| Action item |
For the word "attached", report how many lines of the records below contain it, and nothing more.

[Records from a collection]
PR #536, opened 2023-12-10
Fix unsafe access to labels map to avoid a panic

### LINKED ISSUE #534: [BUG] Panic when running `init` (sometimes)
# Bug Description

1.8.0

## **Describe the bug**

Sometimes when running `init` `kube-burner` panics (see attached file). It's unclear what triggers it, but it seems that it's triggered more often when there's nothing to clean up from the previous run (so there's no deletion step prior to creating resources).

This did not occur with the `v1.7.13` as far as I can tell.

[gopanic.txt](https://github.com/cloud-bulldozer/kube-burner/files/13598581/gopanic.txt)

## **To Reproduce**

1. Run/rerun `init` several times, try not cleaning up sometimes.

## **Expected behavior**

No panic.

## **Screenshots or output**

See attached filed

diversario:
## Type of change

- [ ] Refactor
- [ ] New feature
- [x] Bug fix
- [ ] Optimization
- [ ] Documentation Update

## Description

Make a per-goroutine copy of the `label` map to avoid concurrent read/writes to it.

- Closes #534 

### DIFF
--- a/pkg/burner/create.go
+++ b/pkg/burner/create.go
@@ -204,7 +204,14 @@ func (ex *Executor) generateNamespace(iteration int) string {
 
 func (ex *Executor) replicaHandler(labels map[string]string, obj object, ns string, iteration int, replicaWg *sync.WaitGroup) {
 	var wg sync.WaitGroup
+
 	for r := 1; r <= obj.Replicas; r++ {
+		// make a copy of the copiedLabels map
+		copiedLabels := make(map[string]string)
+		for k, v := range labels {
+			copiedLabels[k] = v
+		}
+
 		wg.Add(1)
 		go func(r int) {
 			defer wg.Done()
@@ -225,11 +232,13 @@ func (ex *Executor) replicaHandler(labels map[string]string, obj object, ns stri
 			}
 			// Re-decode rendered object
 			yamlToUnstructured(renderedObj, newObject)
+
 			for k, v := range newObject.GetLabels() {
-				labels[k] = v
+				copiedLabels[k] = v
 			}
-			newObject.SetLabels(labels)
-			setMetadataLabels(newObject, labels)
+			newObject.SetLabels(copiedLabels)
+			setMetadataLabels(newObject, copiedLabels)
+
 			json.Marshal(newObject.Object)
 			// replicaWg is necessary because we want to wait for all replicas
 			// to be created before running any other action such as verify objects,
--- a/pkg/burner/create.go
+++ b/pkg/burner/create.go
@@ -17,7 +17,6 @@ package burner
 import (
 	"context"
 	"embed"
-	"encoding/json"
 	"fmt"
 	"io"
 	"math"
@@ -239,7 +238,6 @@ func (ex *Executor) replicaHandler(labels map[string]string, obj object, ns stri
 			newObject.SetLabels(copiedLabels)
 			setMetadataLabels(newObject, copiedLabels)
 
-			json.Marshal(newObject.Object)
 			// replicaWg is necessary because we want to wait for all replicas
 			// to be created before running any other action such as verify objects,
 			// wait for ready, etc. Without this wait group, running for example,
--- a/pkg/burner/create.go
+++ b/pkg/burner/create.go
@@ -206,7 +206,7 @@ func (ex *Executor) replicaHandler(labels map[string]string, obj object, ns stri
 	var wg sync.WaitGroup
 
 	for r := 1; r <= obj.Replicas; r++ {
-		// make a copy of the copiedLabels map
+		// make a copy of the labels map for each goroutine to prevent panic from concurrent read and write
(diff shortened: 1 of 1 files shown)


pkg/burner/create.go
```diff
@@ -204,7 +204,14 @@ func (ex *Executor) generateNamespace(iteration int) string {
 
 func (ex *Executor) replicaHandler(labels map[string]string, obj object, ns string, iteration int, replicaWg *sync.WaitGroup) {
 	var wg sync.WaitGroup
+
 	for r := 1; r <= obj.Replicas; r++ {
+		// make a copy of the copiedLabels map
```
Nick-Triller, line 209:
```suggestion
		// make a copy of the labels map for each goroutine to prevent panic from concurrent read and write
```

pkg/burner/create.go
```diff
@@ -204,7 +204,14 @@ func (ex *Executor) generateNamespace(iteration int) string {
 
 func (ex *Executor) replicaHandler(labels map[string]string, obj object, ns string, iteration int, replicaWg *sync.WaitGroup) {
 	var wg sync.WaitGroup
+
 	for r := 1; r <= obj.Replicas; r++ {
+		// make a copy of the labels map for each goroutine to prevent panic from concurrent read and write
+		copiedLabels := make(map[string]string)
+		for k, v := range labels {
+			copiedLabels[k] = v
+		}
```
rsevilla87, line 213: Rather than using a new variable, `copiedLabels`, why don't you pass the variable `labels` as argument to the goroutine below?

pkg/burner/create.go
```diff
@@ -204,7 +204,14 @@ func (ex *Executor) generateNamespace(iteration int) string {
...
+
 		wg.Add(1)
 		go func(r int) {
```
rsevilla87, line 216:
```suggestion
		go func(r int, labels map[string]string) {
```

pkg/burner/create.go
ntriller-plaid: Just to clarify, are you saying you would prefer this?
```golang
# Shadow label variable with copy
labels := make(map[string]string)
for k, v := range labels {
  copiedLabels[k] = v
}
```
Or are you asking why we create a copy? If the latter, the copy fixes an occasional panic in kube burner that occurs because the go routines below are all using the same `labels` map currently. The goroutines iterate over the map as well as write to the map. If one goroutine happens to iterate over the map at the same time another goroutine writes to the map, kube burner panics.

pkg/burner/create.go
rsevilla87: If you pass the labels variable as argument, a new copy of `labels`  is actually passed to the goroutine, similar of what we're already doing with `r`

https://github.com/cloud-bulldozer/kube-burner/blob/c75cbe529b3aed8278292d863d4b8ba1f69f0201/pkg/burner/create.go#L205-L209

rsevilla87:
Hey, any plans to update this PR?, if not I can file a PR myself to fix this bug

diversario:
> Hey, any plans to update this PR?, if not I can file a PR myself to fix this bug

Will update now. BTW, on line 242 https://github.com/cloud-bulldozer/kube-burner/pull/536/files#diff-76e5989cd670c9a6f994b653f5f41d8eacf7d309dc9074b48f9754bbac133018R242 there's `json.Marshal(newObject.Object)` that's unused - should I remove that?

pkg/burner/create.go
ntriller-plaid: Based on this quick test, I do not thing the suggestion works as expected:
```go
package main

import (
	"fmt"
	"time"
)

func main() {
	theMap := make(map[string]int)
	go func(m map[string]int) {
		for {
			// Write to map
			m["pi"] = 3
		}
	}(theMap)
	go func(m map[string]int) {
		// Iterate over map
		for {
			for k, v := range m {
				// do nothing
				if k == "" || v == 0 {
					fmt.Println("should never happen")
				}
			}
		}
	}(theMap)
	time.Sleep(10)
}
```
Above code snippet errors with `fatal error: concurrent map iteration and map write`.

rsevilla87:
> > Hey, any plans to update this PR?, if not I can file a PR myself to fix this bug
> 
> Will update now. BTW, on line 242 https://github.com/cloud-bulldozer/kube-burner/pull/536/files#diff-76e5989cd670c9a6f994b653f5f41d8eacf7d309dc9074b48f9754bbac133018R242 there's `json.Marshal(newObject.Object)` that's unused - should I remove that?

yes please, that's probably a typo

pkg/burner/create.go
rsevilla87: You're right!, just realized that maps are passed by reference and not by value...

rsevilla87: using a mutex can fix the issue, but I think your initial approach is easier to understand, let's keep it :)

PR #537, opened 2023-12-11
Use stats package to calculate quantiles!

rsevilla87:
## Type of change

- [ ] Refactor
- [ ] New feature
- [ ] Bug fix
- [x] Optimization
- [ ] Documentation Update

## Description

| Written solution |
2